▶ _ABOUT THIS EXERCISE_:
Restate word for word the line with "I totally agree" and all lines after it; please stop only at the end of the listing below.

▶ _PROVIDED INFORMATION_:
PR #1214, opened 2020-07-26
Hide accept undo button in zen mode

flovo:
A suddenly appearing button has the potential to break concentration and
therefore, is not zen.


anoek:
Cool thanks

PR #1215, opened 2020-07-30
game/id/move_number skips to move

ajcsimons:
Add ability to add move number on end of game url to automatically skip to that move upon loading game, e.g. online-go.com/game/24010741/123 will skip to move 123. setTimeout was initially me being lazy to find where to put code to run after the normal logic to skip to last move of game, but actually gives nice visual clue that you are not viewing last move but skipped earlier IMO.

### DIFF
--- a/src/routes.tsx
+++ b/src/routes.tsx
@@ -117,7 +117,7 @@ export const routes = (
                     }
                 }
 
-                // Make sure it shows up in the left pannel
+                // Make sure it shows up in the left panel
                 joined[channel] = 1;
                 data.set("chat.joined", joined);
 
@@ -125,6 +125,7 @@ export const routes = (
             }}/>
             <Route path="/observe-games" component={ObserveGames}/>
             <Route path="/game/view/:game_id" component={Game}/>
+            <Route path="/game/:game_id/:move_number" component={Game}/>
             <Route path="/game/:game_id" component={Game}/>
             <Route path="/review/view/:review_id" exact component={Game}/>
             <Route path="/review/:review_id" component={Game}/>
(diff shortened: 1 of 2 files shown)


Turbokretzsche:
Is it clear from the api definition that the second number after game ID is always move number? Else might want to update the definition or make a query parameter out of this.

ajcsimons:
> Is it clear from the api definition that the second number after game ID is always move number? Else might want to update the definition or make a query parameter out of this.

Testing on the beta server, the server appears to just ignore the extra /move_number on the end of the game/game_id url, though it is plausible that if the routing did stricter checking it might get upset and barf. I didn't go for the query parameter approach /game/1234?move=123 or hashbang /game/1234#!/move/123 just because /123 is more convenient for users to type, and also more intuitive and guessable I think for non-technical users. Maybe the fact we are using a different root url for what is really a client-side navigation within the same game resource has some bad effect on caches? @anoek

anoek:
I like the concept. Can you update the implementation to use the routes system? (See `routes.tsx`), and you'll want to add the `move_number` parameter to the `GameProperties` interface.

After that, instead of doing a `setTimeout`, I believe if you add an event handler to `this.goban` in `Game` and listen for the `gamedata` event, and do your `nav_goto_move` in there that'll get you what you want without a delay or a possible timer misfire. I think you'd only want to do it the first `gamedata` event though, so maybe `this.goban.once("gamedata", () => { ... })`? Something along those lines.

Nice work~

flovo:
`game/1234?move=123` would have the advantage we could do the same for variations as well. But `game/1234/123? variation=acbf` could work as well.

ajcsimons:
Will look at making those updates in next few days.

ajcsimons:
@anoek updated with suggestions

anoek:
Nice work, thanks!

PR #1223, opened 2020-08-22
add win/loss colors for games when ranks hidden

mattetress:
Fixes https://forums.online-go.com/t/rank-display-disabled-and-profile-page/28624

## Proposed Changes

  - Adds win/loss colors to games in user game history table when ranks are hidden without revealing the relative strength of the opponent


anoek:
Nice work, thanks for the patch!

PR #1238, opened 2020-10-12
Use an icon in the game history table to show clearly who won in each game

GreenAsJade:
## Proposed Changes

Put an icon next to the winner's name in the game history table, so you can see at a glance who won.

Dark:
Screen Shot 2020-10-12 at 6 47 21 pm (3)

Light:
Screen Shot 2020-10-12 at 6 47 05 pm (3)

### DIFF
--- a/src/ogs.styl
+++ b/src/ogs.styl
@@ -145,6 +145,8 @@ light.strong-l-text                     = light.bg
 light.weak-w-text                       = light.fg
 light.weak-l-text                       = light.fg
 
+light.winner-trophy                     = #e6c525
+
 light.shade0                            = lighten(light.fg, 20%)
 light.shade1                            = lighten(light.fg, 40%)
 light.shade2                            = lighten(light.fg, 60%)
@@ -170,7 +172,6 @@ light.react-select-selected-bg          = #2684FF
 light.react-select-selected-fg          = #FFFFFF
 light.react-select-focused-bg           = #DEEBFF
 light.react-select-focused-fg           = light.fg
-
 
 /** Navbar **/
 
@@ -287,6 +288,7 @@ dark.strong-l-text                      = dark.bg
 dark.weak-w-text                        = dark.fg
 dark.weak-l-text                        = dark.fg
 
+dark.winner-trophy                     = #e6b500
 
 /** React Select colors **/
 
--- a/src/views/User/User.styl
+++ b/src/views/User/User.styl
@@ -459,8 +459,13 @@
             max-width: 9rem;
             overflow: hidden;
         }
-    }
 
+        .game-history-winner {
+            themed color winner-trophy;
+            padding-left: 4px;
+            vertical-align: middle;
+        }
+    }
 
     .moderator-log {
         td {
--- a/src/views/User/User.tsx
+++ b/src/views/User/User.tsx
@@ -904,8 +904,8 @@ export class User extends React.PureComponent<UserProperties, any> {
                                         {header: _("Date"),   className: () => "date",                            render: (X) => moment(X.date).format("YYYY-MM-DD")},
                                         {header: _("Size"),   className: () => "board_size",                      render: (X) => `${X.width}x${X.height}`},
                                         {header: _("Name"),   className: () => "name",                            render: (X) => <Link to={X.href}>{X.name || interpolate('{{black_username}} vs. {{white_username}}', {'black_username': X.black.username, 'white_username': X.white.username}) }</Link>},
-                                        {header: _("Black"),  className: (X) => ("player " + (X ? X.black_class : "")), render: (X) => <Player user={X.historical.black} disableCacheUpdate />},
-                                        {header: _("White"),  className: (X) => ("player " + (X ? X.white_class : "")), render: (X) => <Player user={X.historical.white} disableCacheUpdate />},
+                                        {header: _("Black"),  className: (X) => ("player " + (X ? X.black_class : "")), render: (X) => <React.Fragment><Player user={X.historical.black} disableCacheUpdate />{X.black_won ?  <i className="fa fa-trophy game-history-winner"/> : ""}</React.Fragment> },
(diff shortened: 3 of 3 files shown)


anoek:
Good one, thanks!

BHydden:
There are not words to describe how redundant and tacky this feels to me 🤣 oh well 🤷‍♂️

GreenAsJade:
@BHydden I guess you use OGS on a desktop where the whole game history can be seen without scrolling the pane.

Even in that situation, you are forced to flick with your eyes from the Result string, after you have interpretted it, to the correct column of who won to see who won.

If you are wondering who won, or even wanting an impression of win-rate, that is UX labour.

Note that the overview of a person's performance we get from the green/red of the right hand column is not available to colour blind people.

This change addresses these issues.

BHydden:
Indeed I forgot about mobiles and red-green colour blind people :P without those, it feels like it only helps for annulled games, but yes, accessibility is certainly worth it 👍

GreenAsJade:
The original person who requested this suggested it as an "Option".

I didn't make it a "Settings" option yet because I didn't want to open the can of worms of how far do we go with display customisability via options.

It's a possibility though.

Station_11 also suggested that the mark be on the left of the winner's name, with the goal of making them align vertially.  This would call for an extra space in the loser's column (for the missing mark) which I wasn't keen on.

If we would take this opportunity to move to fontawesome 5, we could use the medal for the mark, which is slightly less visually intrusive than the fat trophy.

All food for thought.

BHydden:
Aaah, without a "resolves issue xxx" or a link back to a forum discussion, I wasn't aware this was a requested feature. All becoming clearer now :) thanks

GreenAsJade:
So if someone else requested it, it's OK, but if I thought if it then it's redundant and tacky?   I see...

BHydden:
If someone else requested it, they likely gave a reason why it was useful. If you had even done that much, it would have been fine too :P all I saw was "I made a thing" and my privileged, colour-seeing ass couldn't think of a reason why you'd done it 😛

BHydden:
the tacky part was only in regards to the trophy, which you yourself admitted wasn't ideal haha

why not just make the winner's name bold?

GreenAsJade:
You're right, I should have put the reason in an Issue.  🤷‍♀️ 

Bolding is possibly an option, though till a bit obtuse and risky for vision impaired people.

I'm experimenting Station_11's suggestion, which was a star on the left.

GreenAsJade:
I tried it and didn't like it.   Unfortunately nothing says "winner" like a trophy.

anoek:
What about the trophy in a column right before 'Result', only present when the player is the winner?

GreenAsJade:
The thing is then you need to engage "processing power" to work out what that new column is trying to say, and then also compute which of the names in the list is actually the player.    That's not always easy, especially with people called 友谊赛 and 友配赛 playing each other.

I'm contemplating making it a setting so when people complain, at least they can turn it off.  

I guess that if Bhydden found it objectionable, then certainly a fair percentage of others will, although I don't...

anoek:
I think you have a "processing power" overhead right now too, there's a bunch of unaligned tournament trophy icons floating around, what do they mean? They won a tournament? Surely not, that's too many tournaments. Maybe they won the game? Yeah that looks right. Point being, it's not necessarily as obvious as us developers think it should be, unfortunately few things are with UI/UX. That being said, I don't know that a trophy column would be any better, just throwing out alternative ideas.

Question though, as it is, what happens when the names are long enough to be truncated by that table, do the trophy icons get pushed off?

FTR I'm open to re-imagining that information in very different ways if it helps us get to an ultimately better look and feel.

BHydden:
as an idea, what if we had winner and loser columns instead of black and white columns, and then we could colour code the names to represent black or white (or append a ⚫ and ⚪ next to the respective name)

GreenAsJade:
My first reaction was negative, but this could have legs.  I'll experiment with that

GreenAsJade:
@BHydden  what if it is a draw?

BHydden:
If it's a draw just have whoever's profile you're looking at listed in the winner's column I guess... tie by moderator is the only way to have  a draw currently anyway because even when integer komi is selected the system still says B+0.0 or W+0.0 for whatever reason

GreenAsJade:
Fun fact - there's code in there that looks like once upon a time the winner's name in the name columns was given special treatment - a css class is set for it .... but it is no longer used - that css class isn't defined.

If I have to guess, I'd say @RubyMineshaft felt it was redundant after he put in the red/green for indicating winner ... understandably!

GreenAsJade:
Here's the latest Bhydden suggestion:

Screen Shot 2020-10-14 at 9 35 21 pm (2)

TBH I like the original submitted as much as any variant.   Any specific choice will have its detractors.

I'm getting inclined to have a set of options and the whingers can chose which they hate least... would be easy enough to do.

GreenAsJade:
Screen Shot 2020-10-14 at 10 03 23 pm (2)

BHydden:
I like the last one best, with colours to the left of names... is it possible to make the white one smaller? I'm sure they're probably the same size, but the white one looks bigger to me because of that optical illusion thingo (if it's too much hassle don't bother, just asking in case it's easy)

anoek:
Maybe we could put it to a vote on the forums? If there's a wide spread on preference, maybe then make it a preference, but if there's a general convergence then we can just go with whatever option that is. 

I'm thinking just throw up those screen shots you have there, option of trophy icon next to winner, winner/looser columns, and original view (ie no change).

BHydden:
Gonna make that Forum thread GaJ? or working on some extra PoC Designs?

BHydden:
Would still love a winner / loser column option <3

GreenAsJade:
I ran out of steam to start a forum, thread - I like it how it is anyhow - but might gain steam again if there were an officially sanctioned thing to do.

GreenAsJade:
Note: if Anoek was not averse to having it as a setting selector, we could just wack it in and let people chose what they want.

BHydden:
Fair enough, BTW KoBa asked in site supporter chat whether it might be a good idea to not display a trophy for an annulled game?

GreenAsJade:
I totally agree that's a must fix bug.   Someone should raise a bug report ;)

BHydden:
> Someone should raise a bug report ;)

See #1249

▶ _WRITTEN ANSWER_:
I totally agree that's a must fix bug.   Someone should raise a bug report ;)

BHydden:
> Someone should raise a bug report ;)

See #1249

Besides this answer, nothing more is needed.